** Opening The data block **

PR #1300, opened 2024-12-09
Add :with_score option to zrank and zrevrank

Hugo-Hache:
[Option](https://redis.io/docs/latest/commands/zrank) was introduced with Redis 7.2.0

### DIFF
--- a/lib/redis/commands.rb
+++ b/lib/redis/commands.rb
@@ -83,12 +83,14 @@ class Redis
       end
     }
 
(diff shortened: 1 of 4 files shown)


byroot:
Looks good, it's just missing the server version checks in the test so it doesn't fail CI against older servers.

See the `target_version` method in that same test file.

Hugo-Hache:
Found it thanks. Should be fixed.

PR #1309, opened 2025-02-18
Support the MINID option for XADD

### LINKED ISSUE #1308: Support MINID for XADD
Happy to send an MR for this, but would ideally like to get agreement on the API first.

XTRIM support for MINID was added as a `strategy` option, with the value argument renamed to `id_or_len` - but it's a positional argument so no-one should have noticed.

Currently `xadd` has a *named* `maxlen` argument, and I don't really want to apply the same `strategy`/`id_or_len` change because that would be a breaking change. 

So is it OK if I add a new `minid` or `min_id` argument to `xadd`?

willbryant:
Closes #1308.

### DIFF
--- a/lib/redis/commands/streams.rb
+++ b/lib/redis/commands/streams.rb
@@ -41,18 +41,25 @@ class Redis
       # @param opts  [Hash]   several options for `XADD` command
       #
       # @option opts [String]  :id          the entry id, default value is `*`, it means auto generation
-      # @option opts [Integer] :maxlen      max length of entries
-      # @option opts [Boolean] :approximate whether to add `~` modifier of maxlen or not
+      # @option opts [Integer] :maxlen      max length of entries to keep
+      # @option opts [Integer] :minid       min id of entries to keep
+      # @option opts [Boolean] :approximate whether to add `~` modifier of maxlen/minid or not
       # @option opts [Boolean] :nomkstream  whether to add NOMKSTREAM, default is not to add
       #
       # @return [String] the entry id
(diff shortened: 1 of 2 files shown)


lib/redis/commands/streams.rb
```diff
@@ -41,18 +41,25 @@ def xinfo(subcommand, key, group = nil)
...
       # @option opts [Boolean] :nomkstream  whether to add NOMKSTREAM, default is not to add
       #
       # @return [String] the entry id
-      def xadd(key, entry, approximate: nil, maxlen: nil, nomkstream: nil, id: '*')
+      def xadd(key, entry, approximate: nil, maxlen: nil, minid: nil, nomkstream: nil, id: '*')
         args = [:xadd, key]
         args << 'NOMKSTREAM' if nomkstream
         if maxlen
+          raise ArgumentError, "can't supply both maxlen and minid" if minid
+
```
byroot, line 55: I had to insert this blank line to appease rubocop.

test/lint/streams.rb
```diff
@@ -89,6 +89,16 @@ def test_xadd_with_maxlen_and_approximate_option
       assert_match ENTRY_ID_FORMAT, actual
     end
 
+    def test_xadd_with_minid_and_approximate_option
+      omit_version('6.2.0')
```
byroot, line 93: With newer commands and argument, we have to specify which version introduced them.

lib/redis/commands/streams.rb
willbryant: My old nemesis.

** Closing The data block **

#### [What to do]
Print exactly the lines from the beginning of the entries through the line with "-41,18 +41,25 @@ class Redis". Output nothing more.

#### [Response area]
PR #1300, opened 2024-12-09
Add :with_score option to zrank and zrevrank

Hugo-Hache:
[Option](https://redis.io/docs/latest/commands/zrank) was introduced with Redis 7.2.0

### DIFF
--- a/lib/redis/commands.rb
+++ b/lib/redis/commands.rb
@@ -83,12 +83,14 @@ class Redis
       end
     }
 
(diff shortened: 1 of 4 files shown)


byroot:
Looks good, it's just missing the server version checks in the test so it doesn't fail CI against older servers.

See the `target_version` method in that same test file.

Hugo-Hache:
Found it thanks. Should be fixed.

PR #1309, opened 2025-02-18
Support the MINID option for XADD

### LINKED ISSUE #1308: Support MINID for XADD
Happy to send an MR for this, but would ideally like to get agreement on the API first.

XTRIM support for MINID was added as a `strategy` option, with the value argument renamed to `id_or_len` - but it's a positional argument so no-one should have noticed.

Currently `xadd` has a *named* `maxlen` argument, and I don't really want to apply the same `strategy`/`id_or_len` change because that would be a breaking change. 

So is it OK if I add a new `minid` or `min_id` argument to `xadd`?

willbryant:
Closes #1308.

### DIFF
--- a/lib/redis/commands/streams.rb
+++ b/lib/redis/commands/streams.rb
@@ -41,18 +41,25 @@ class Redis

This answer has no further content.